- Born: 1796
- Died: 1862 (aged 65–66)
- Allegiance: Russian Empire
- Branch: Imperial Russian Army
- Service years: 1811–1862
- Rank: Adjutant general in the rank of General of the cavalry
- Unit: Uhlans of the Imperial Guard
- Commands: Light cavalry division
- Conflicts: French invasion of Russia Decembrist revolt Russo-Turkish War (1828–1829)
- Awards: Weapons: Gold Sword for Bravery

= Alexander Bagration-Imeretinsky (1796–1862) =

Georgian prince (1796–1862)

Alexander Bagration-Imeretinsky (ალექსანდრე ბაგრატიონ-იმერეტინსკი, Alek'sandre Bagration-Imeretinski; Александр Георгиевич Багратион-Имеретинский, Aleksandr Georgyevich Bagration-Imeretinsky; 1796 — 5 February 1862) was a Georgian royal prince of the Bagrationi dynasty of Imereti and a general in Imperial Russian service.

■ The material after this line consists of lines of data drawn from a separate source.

PR #20648, opened 2024-01-24
Strings/builder with buffer

enghitalo:
### Why

- 3.75x faster than `strings.new_builder` (Can be improved)
```
 SPENT   308.734 ms in new_builder_with_buffer([]u8{cap: n})
 SPENT  1191.929 ms in strings.new_builder(n)
```
- No breaking change
- Explicit use of the []u8
- Possibility of reusing an existing buffer


vlib/strings/builder_with_buffer.c.v
```diff
@@ -0,0 +1,48 @@
...
+
+// write_string
+@[direct_array_access]
+pub fn (mut b BuilderWithBuffer) write_string(s string) {
+	if s.len == 0 {
+		return
+	}
+	// try keep at leat one zero at end
+	if b.char_count + s.len + 1 > b.initial_buffer_cap {
+		eprintln('string overflowing inital capacity. To performance improvement increase array capacity from []u8{cap: ${b.initial_buffer_cap}} to []u8{cap: ${
```
spytheman, line 27: Either remove that eprintln, or put it behind a comptime flag like `$if trace_write_string ? {`.

spytheman:
I've tested a lot with a variation of the test here (needed to make both measurements as similar to each other):
```v
import strings
import benchmark

const max_iterations = 10_000_000

fn test_compatibility() {
	mut b := benchmark.start()
	mut new_sb := strings.new_builder_with_buffer([]u8{cap: max_iterations * 2 + 1})
	for _ in 0 .. max_iterations {
		new_sb.write_string('87')
	}
	str_from_new_sb := new_sb.str()
	b.measure('new_builder_with_buffer([]u8{cap: ${max_iterations}})')

	mut old_sb := strings.new_builder(3 * max_iterations)
	for _ in 0 .. max_iterations {
		old_sb.write_string('87')
	}
	str_from_old_sb := old_sb.str()
	b.measure('strings.new_builder(${max_iterations})')

	assert str_from_old_sb == str_from_new_sb

	unsafe { old_sb.free() }
	unsafe { new_sb.free() }
}
```

The results on my machine were inconclusive:
image

Note that the only combination, where the loop using `strings.new_builder_with_buffer` was faster than the loop using `strings.new_builder`, was when the test was compiled with `-cc gcc -prod`, and that with `-cc clang -prod` the results were reversed.

I've also tested another variation, with:
```v
import os
import strings
import benchmark

const max_iterations = os.getenv_opt('MAX_ITERATIONS') or { '1_000_000' }.int()

fn test_buf_memory() {
        mut new_sb := strings.new_builder_with_buffer([]u8{cap: 3})
        mut new_sb2 := strings.new_builder_with_buffer([]u8{cap: 3})

        new_sb.write_string('87')
        new_sb2.write_string('87')

        assert ptr_str(new_sb.str().str) != ptr_str(new_sb2.str().str)

        unsafe { new_sb.free() }
}

fn test_compatibility() {
        mut b := benchmark.start()
        mut new_sb := strings.new_builder_with_buffer([]u8{cap: max_iterations * 2 + 1})
        for _ in 0 .. max_iterations {
                new_sb.write_string('87')
        }
        str_from_new_sb := new_sb.str()
        b.measure('new_builder_with_buffer([]u8{cap: ${max_iterations}})')

        mut old_sb := strings.new_builder(3 * max_iterations)
        for _ in 0 .. max_iterations {
                old_sb.write_string('87')
        }
        str_from_old_sb := old_sb.str()
        b.measure('strings.new_builder(${max_iterations})')

        assert str_from_old_sb == str_from_new_sb

        unsafe { old_sb.free() }
        unsafe { new_sb.free() }
}
```
where the meaningful change was using:
`const max_iterations = os.getenv_opt('MAX_ITERATIONS') or { '1_000_000' }.int()`
instead of `const max_iterations = 10_000_000`, i.e. a constant whose value is calculated at runtime, instead of at comptime, and the results were:
image


The above tests were done on Ubuntu 20.04, Intel(R) Core(TM) i3-3225 CPU @ 3.30GHz, with gcc 10.5, and clang 10.0 . I've also did test on my m1 with clang 15.0 , and the results were ~ the same.

spytheman:
As for:
> Possibility of reusing an existing buffer

That can be achieved by just adding another constructor function, there is no need of a separate implementation.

Prince Alexander was a son of Prince George of Imereti, grandson of King Solomon I of Imereti, by his wife, Princess Darejan, of the Eristavi of Racha. From July to September 1810, the young prince Alexander fought under the Russian general Simonovich against his relative, King Solomon II of Imereti, who had held Alexander's father captive for nine years. Alexander's services were duly rewarded; The Russian government granted a pension to his mother and allowed him and his brother, Dimitri, to enlist in the Page Corps. In 1811, Prince Alexander received a commission as a cornet of the Imperial Guard's Uhlans. He fought against Napoleon's Grande Armée in 1812, the Decembrist revolutionaries in 1825, and Ottomans in 1828. His promotions were those to the rank of colonel in 1827, major-general in 1835, lieutenant-general in 1844, adjutant-general in 1852, and general of cavalry in 1860. In 1855, he was a commander of the reserve light cavalry division. He was awarded Order of St. George and a gold sword. Alexander Bagration-Imeretinsky died in St. Petersburg and was buried in the Alexander Nevsky Lavra.